INFORMATION SHOWN:

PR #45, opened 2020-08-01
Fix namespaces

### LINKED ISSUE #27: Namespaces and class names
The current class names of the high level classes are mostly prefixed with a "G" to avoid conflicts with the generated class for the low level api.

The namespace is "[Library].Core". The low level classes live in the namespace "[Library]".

--

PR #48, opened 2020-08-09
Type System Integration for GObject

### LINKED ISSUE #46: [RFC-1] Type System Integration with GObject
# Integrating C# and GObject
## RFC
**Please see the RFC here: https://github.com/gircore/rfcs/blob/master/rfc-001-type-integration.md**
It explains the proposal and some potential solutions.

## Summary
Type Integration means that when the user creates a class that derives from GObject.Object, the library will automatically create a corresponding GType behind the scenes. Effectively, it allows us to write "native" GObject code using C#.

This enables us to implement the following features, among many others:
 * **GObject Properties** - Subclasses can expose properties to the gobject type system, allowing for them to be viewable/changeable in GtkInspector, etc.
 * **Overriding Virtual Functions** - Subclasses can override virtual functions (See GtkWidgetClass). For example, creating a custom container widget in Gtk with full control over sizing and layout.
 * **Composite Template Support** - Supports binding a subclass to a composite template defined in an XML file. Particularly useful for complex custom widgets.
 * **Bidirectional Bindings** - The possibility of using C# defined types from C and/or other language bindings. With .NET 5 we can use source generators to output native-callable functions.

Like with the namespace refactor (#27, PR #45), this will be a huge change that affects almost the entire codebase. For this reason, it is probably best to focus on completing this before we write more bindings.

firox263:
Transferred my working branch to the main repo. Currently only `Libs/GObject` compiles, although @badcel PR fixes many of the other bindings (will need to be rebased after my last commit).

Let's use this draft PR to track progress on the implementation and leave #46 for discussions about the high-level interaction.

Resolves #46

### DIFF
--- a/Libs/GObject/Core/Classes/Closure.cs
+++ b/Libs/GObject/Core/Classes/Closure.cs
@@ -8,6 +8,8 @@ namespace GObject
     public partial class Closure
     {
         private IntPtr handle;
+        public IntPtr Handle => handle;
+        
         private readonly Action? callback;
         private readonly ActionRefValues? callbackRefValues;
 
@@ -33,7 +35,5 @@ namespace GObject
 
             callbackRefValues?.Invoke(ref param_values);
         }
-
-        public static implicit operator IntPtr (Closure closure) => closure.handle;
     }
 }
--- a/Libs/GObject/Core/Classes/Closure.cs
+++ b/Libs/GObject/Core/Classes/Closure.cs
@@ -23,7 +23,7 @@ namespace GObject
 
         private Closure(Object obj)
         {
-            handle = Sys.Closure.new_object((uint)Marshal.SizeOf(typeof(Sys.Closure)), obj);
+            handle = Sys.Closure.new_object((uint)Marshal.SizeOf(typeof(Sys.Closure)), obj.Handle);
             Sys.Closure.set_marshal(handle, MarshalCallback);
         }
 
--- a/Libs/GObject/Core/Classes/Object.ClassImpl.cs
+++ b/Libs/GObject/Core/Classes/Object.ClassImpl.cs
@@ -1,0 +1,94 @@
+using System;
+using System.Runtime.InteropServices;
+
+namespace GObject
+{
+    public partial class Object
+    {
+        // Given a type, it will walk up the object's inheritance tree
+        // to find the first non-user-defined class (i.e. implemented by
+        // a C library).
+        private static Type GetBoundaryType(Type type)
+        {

TASK TO CARRY OUT: Everything above from the line containing "Resolves #46" down to the line containing "object's inheritance tree" should be copied exactly, both end lines included, and nothing else.

EXERCISE RESULT:
Resolves #46

### DIFF
--- a/Libs/GObject/Core/Classes/Closure.cs
+++ b/Libs/GObject/Core/Classes/Closure.cs
@@ -8,6 +8,8 @@ namespace GObject
     public partial class Closure
     {
         private IntPtr handle;
+        public IntPtr Handle => handle;
+        
         private readonly Action? callback;
         private readonly ActionRefValues? callbackRefValues;
 
@@ -33,7 +35,5 @@ namespace GObject
 
             callbackRefValues?.Invoke(ref param_values);
         }
-
-        public static implicit operator IntPtr (Closure closure) => closure.handle;
     }
 }
--- a/Libs/GObject/Core/Classes/Closure.cs
+++ b/Libs/GObject/Core/Classes/Closure.cs
@@ -23,7 +23,7 @@ namespace GObject
 
         private Closure(Object obj)
         {
-            handle = Sys.Closure.new_object((uint)Marshal.SizeOf(typeof(Sys.Closure)), obj);
+            handle = Sys.Closure.new_object((uint)Marshal.SizeOf(typeof(Sys.Closure)), obj.Handle);
             Sys.Closure.set_marshal(handle, MarshalCallback);
         }
 
--- a/Libs/GObject/Core/Classes/Object.ClassImpl.cs
+++ b/Libs/GObject/Core/Classes/Object.ClassImpl.cs
@@ -1,0 +1,94 @@
+using System;
+using System.Runtime.InteropServices;
+
+namespace GObject
+{
+    public partial class Object
+    {
+        // Given a type, it will walk up the object's inheritance tree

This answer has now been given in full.